Start of GIVEN RECORDS

PR #3473, opened 2025-10-06
chore: update googleapis SHA circa 2025-10-06

suzmue:


src/generated/showcase/src/lib.rs
```diff
@@ -85,4 +85,14 @@ pub(crate) mod info {
             ac.rest_header_value()
         };
     }
+    lazy_static::lazy_static! {
+        pub(crate) static ref INSTRUMENTATION_CLIENT_INFO: gaxi::options::InstrumentationClientInfo = {
+            let mut info = gaxi::options::InstrumentationClientInfo::default();
```
coryan, line 90: I suspect `sidekick@main` and the sidekick version used in CI do not match at the moment.

src/generated/cloud/bigquery/reservation/v1/Cargo.toml
```diff
@@ -31,6 +31,7 @@ async-trait.workspace = true
 bytes.workspace      = true
 gax.workspace        = true
 gaxi                 = { workspace = true, features = ["_internal-http-client"] }
+iam_v1.workspace     = true
```
coryan, line 34: This is neat... I had forgotten we handle this automatically.

src/generated/showcase/src/lib.rs
suzmue: Ah yep. I'll send a PR to update the sidekick version separately.

coryan (approved):

PR #3474, opened 2025-10-06
chore: update sidekick version

suzmue:


src/generated/showcase/src/transport.rs
```diff
@@ -1476,7 +1482,13 @@ impl std::fmt::Debug for Echo {
 
 impl Echo {
     pub async fn new(config: gaxi::options::ClientConfig) -> gax::client_builder::Result<Self> {
+        let tracing_is_enabled = gaxi::options::tracing_enabled(&config);
         let inner = gaxi::http::ReqwestClient::new(config, crate::DEFAULT_HOST).await?;
+        let inner = if tracing_is_enabled {
+            inner.with_instrumentation(&crate::info::INSTRUMENTATION_CLIENT_INFO)
```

End of GIVEN RECORDS

◆ TASK STATEMENT: Search the entries above for the word "impl" and copy each line where it appears.

◆ TASK RESPONSE:
@@ -1476,7 +1482,13 @@ impl std::fmt::Debug for Echo {
 impl Echo {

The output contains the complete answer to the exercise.